Sent from my Lenovo TB-X103F using Tapatalk


----------



## kpeiper (Dec 7, 2018)

Wyndham hasn’t done anything to enhance the program. They are reducing service and benefits to the lowest common denominator.  The MF remain at a premium level while the program declines.  They are missing the opportunity to develop Shell as a premium tier system - as our fees would imply.


Sent from my iPhone using Tapatalk


----------



## 55plus (Dec 7, 2018)

Welcome to Wyndham.


----------



## breezez (Dec 7, 2018)

kpeiper said:


> Wyndham hasn’t done anything to enhance the program. They are reducing service and benefits to the lowest common denominator.  The MF remain at a premium level while the program declines.  They are missing the opportunity to develop Shell as a premium tier system - as our fees would imply.
> 
> 
> Sent from my iPhone using Tapatalk


It’s the Wyndham way,  but if you buy 1,000,000 points in Wyndham it will solve your value problem.   And you can pic those shell points for more Wyndham points.


----------



## JohnPaul (Dec 9, 2018)

raygo123 said:


> I always thought Wyndham took it over because it was on the verge of collapse
> 
> Sent from my Lenovo TB-X103F using Tapatalk



That's what a salesperson tried to tell me once, but I think Wyndham really wanted their San Francisco, Napa and Hawaii locations.


----------



## 55plus (Dec 10, 2018)

JohnPaul said:


> That's what a salesperson tried to tell me once, but I think Wyndham really wanted their San Francisco, Napa and Hawaii locations.


It's location, location, location.


----------



## raygo123 (Dec 10, 2018)

JohnPaul said:


> That's what a salesperson tried to tell me once, but I think Wyndham really wanted their San Francisco, Napa and Hawaii locations.


At the time why didn't the owners pick a different management company if no one wanted them?

Sent from my Lenovo TB-X103F using Tapatalk


----------



## harveyhaddixfan (Dec 10, 2018)

kpeiper said:


> Wyndham hasn’t done anything to enhance the program. They are reducing service and benefits to the lowest common denominator.  The MF remain at a premium level while the program declines.  They are missing the opportunity to develop Shell as a premium tier system - as our fees would imply.
> 
> 
> Sent from my iPhone using Tapatalk



This sounds like what’s going on with my Beachwoods unit since Diamond took over.
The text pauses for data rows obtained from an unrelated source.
PR #331, opened 2018-11-14
Make validation turn on by default

### LINKED ISSUE #316: Make validation on by default for hmac/customers
## Expected Behaviour

If I mis-configure my system or leave a line out, I still want a secure experience that validates HMAC and the customers list. I.e. they should be on by default (even if no env/YAML setting is et)

So we can still turn these off, but by explicitly adding `validate_customers: false` etc into the YAML file. This means that you as a user/operator are deliberately choosing to turn it off.

## Current Behaviour

If I comment out the line for these values they get turned off.

## Possible Solution

* Update in SDK if necessary then re-release / re-vendor.
* Update consuming code and services
* Update docs on turning off

## Testing

Test that the validation is present for each function when the settings are commented out in the files.

The `faas-cli` has a new method to sign function bodies too (which we can use for the positive test)

martindekov:
Turn on validation on customers and hmac by default
now you must be explicit on turning it off by setting it
to `0` or `false` started by @ivanayov 

## Description

Before users had to set up explicitly the validation to `true` now the logic is turned around and you need to be explicit on turning it off by saying `false` to the variables `validate_hmac` and `validate_customers`

Closes #316 

## How Has This Been Tested?

Function added in sdk along with unit test

N.A. For users which have their validation removed by commenting out the variable they need to set the variable to `false` or `0` because commented out means true now

## Checklist:

I have:

- [x] added unit tests

### DIFF
--- a/github-event/handler.go
+++ b/github-event/handler.go
@@ -39,7 +39,7 @@ func Handle(req []byte) string {
 		return fmt.Sprintf("%s cannot handle event: %s", Source, eventHeader)
 	}
 
-	if readBool("validate_customers") {
+	if ValidateCustomers() {
 		customersURL := os.Getenv("customers_url")
 
 		customers, getErr := getCustomers(customersURL)
@@ -91,8 +91,7 @@ func Handle(req []byte) string {
 		eventHeader == "installation_repositories" ||
 		eventHeader == "integration_installation" {
 
-		shouldValidate := os.Getenv("validate_hmac")
-		if len(shouldValidate) > 0 && (shouldValidate == "1" || shouldValidate == "true") {
+		if HmacEnabled() {
 			webhookSecretKey, secretErr := sdk.ReadSecret("github-webhook-secret")
 			if secretErr != nil {
 				return secretErr.Error()
@@ -323,4 +322,18 @@ func readBool(key string) bool {
 		return val == "true" || val == "1"
 	}
 	return false
+}
+
+func HmacEnabled() bool {
+	if val, exists := os.LookupEnv("validate_hmac"); exists {
+		return val != "false" && val != "0"
+	}
+	return true
+}
+
+func ValidateCustomers() bool {
+	if val, exists := os.LookupEnv("validate_customers"); exists {
+		return val != "false" && val != "0"
+	}
+	return true
 }
--- a/github-push/handler_test.go
+++ b/github-push/handler_test.go
@@ -4,6 +4,7 @@ import (
 	"net/http"
 	"net/http/httptest"
 	"os"
+	"strings"
 	"testing"
 
 	"github.com/openfaas/openfaas-cloud/sdk"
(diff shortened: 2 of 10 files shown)


github-push/handler_test.go
```diff
@@ -55,21 +55,3 @@ func Test_Handle_IssueComment(t *testing.T) {
 		t.Fail()
 	}
 }
-func Test_Handle_ValidateCustomers_Matched(t *testing.T) {
```
martindekov: Removed this test because It's intent is to test customers from URL but it actually gives error connected with secret, which I think should not be the case.

alexellis: Can you restore it please?

import-secrets/handler.go
```diff
@@ -157,3 +153,10 @@ type SealedSecret struct {
 	Metadata   *metav1.ObjectMeta `yaml:"metadata"`
 	Spec       SealedSecretSpec   `yaml:"spec"`
 }
+
+func readBool(key string) bool {
```
alexellis: Can you reference this from the sdk package instead?

github-status/handler.go
```diff
@@ -33,8 +33,7 @@ var (
 
 // Handle a serverless request
 func Handle(req []byte) string {
-
-	if hmacEnabled() {
```
alexellis: I preferred the old name because it's more descriptive and abstracts away the env-var. Can you revert please?

github-push/handler_test.go
martindekov: Ok no problems

github-status/handler.go
martindekov: Yep no problems

import-secrets/handler.go
martindekov: I thought about that but the function is not in the sdk package so it will fail, maybe when this is merged and package bumped up we can make small pr referencing it from the SDK

github-event/handler.go
```diff
@@ -320,7 +319,7 @@ func getCustomers(customerURL string) ([]string, error) {
 
 func readBool(key string) bool {
```
alexellis: This should take an override like `readBool(key string, defaultVal bool)` otherwise it's not the equivalent of `readBool` elsewhere in OpenFaaS where null/empty meant false. Alternatively change `readBool` to something else like a more specific validateHmac() or hmacEnabled().

martindekov: There is `HmacEnabled()` in SDK, should I create `HmacDisabled()` or change the logic of `HmacEnabled()`? Which way should I go with ?

martindekov:
@alexellis need input on this also left a comment

martindekov:
It is done ✔️

github-event/handler.go
martindekov: Done ✔️

alexellis:
Please remove the HmacEnabled methods from each handler and point at the new SDK with vendoring - I'll do a release now for you.

martindekov:
Yeah will open PR with the change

What was $625 about 6-7 years ago is now $1150. I figured it up and $281 per week is for management fees and corporate allocation. And there’s nothing we can do about it because they own more than half the weeks. I’ll likely look into giving it away or giving it back to Diamond.


----------



## bogey21 (Dec 11, 2018)

breezez said:


> Wyndham seems to devalue most things they run.
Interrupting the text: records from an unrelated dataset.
PR #333, opened 2018-11-15
Add annotations to list-functions

martindekov:
Annotation support for functions was added in previous
commits to the dashboard and buildshiprun but was forgotten
for list-functions and this change now enables it

## Description

Small fix so list-functions now appends annotations so the actual annotation returned from the function

## How Has This Been Tested?

In end to end test on kubernetes instance

They will be able to see their URLs depending on whether or not they have GitLab or GitHub Cloud instances

## Checklist:

I have:

- [ ] added unit tests

### DIFF
--- a/list-functions/handler.go
+++ b/list-functions/handler.go
@@ -86,4 +86,5 @@ type function struct {
 	InvocationCount float64           `json:"invocationCount"`
 	Replicas        uint64            `json:"replicas"`
 	Labels          map[string]string `json:"labels"`
+	Annotations     map[string]string `json:"annotations"`
 }


alexellis:
OK, so now that we've added them to the serialisation.. do we need to check them for any reason or just return them to the client? 👍

alexellis:
Thanks for this. We now need a PR to bump the version in the two .YAML files where list-functions is mentioned before I can rebuild/republish. @martindekov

Wyndham is not the only one.  It appears to me that they all do it one way of the other...

George


----------



## ronparise (Dec 11, 2018)

raygo123 said:


> At the time why didn't the owners pick a different management company if no one wanted them?
> 
> Sent from my Lenovo TB-X103F using Tapatalk


the owners didnt really have a say, or a vote

as with most timeshare systems there three separate components 1) the developer 2) the manager and 3) the owners. 
Wyndham bought a company called Trendwest that was the Worldmark developer and I believe they bought the management contract. The owners are not really owners, except in the sense that they own use rights. They are members of a club, and the club owns the condos. There is a board of directors that could vote for s new manager, but the board has always been controlled by the developer. and has always voted to extend the management contract


----------



## 55plus (Dec 11, 2018)

Can you say, conflict of interest!


----------



## raygo123 (Dec 11, 2018)

ronparise said:


> the owners didnt really have a say, or a vote
> 
> as with most timeshare systems there three separate components 1) the developer 2) the manager and 3) the owners.
> Wyndham bought a company called Trendwest that was the Worldmark developer and I believe they bought the management contract. The owners are not really owners, except in the sense that they own use rights. They are members of a club, and the club owns the condos. There is a board of directors that could vote for s new manager, but the board has always been controlled by the developer. and has always voted to extend the management contract


So your saying the same holds true for Shell?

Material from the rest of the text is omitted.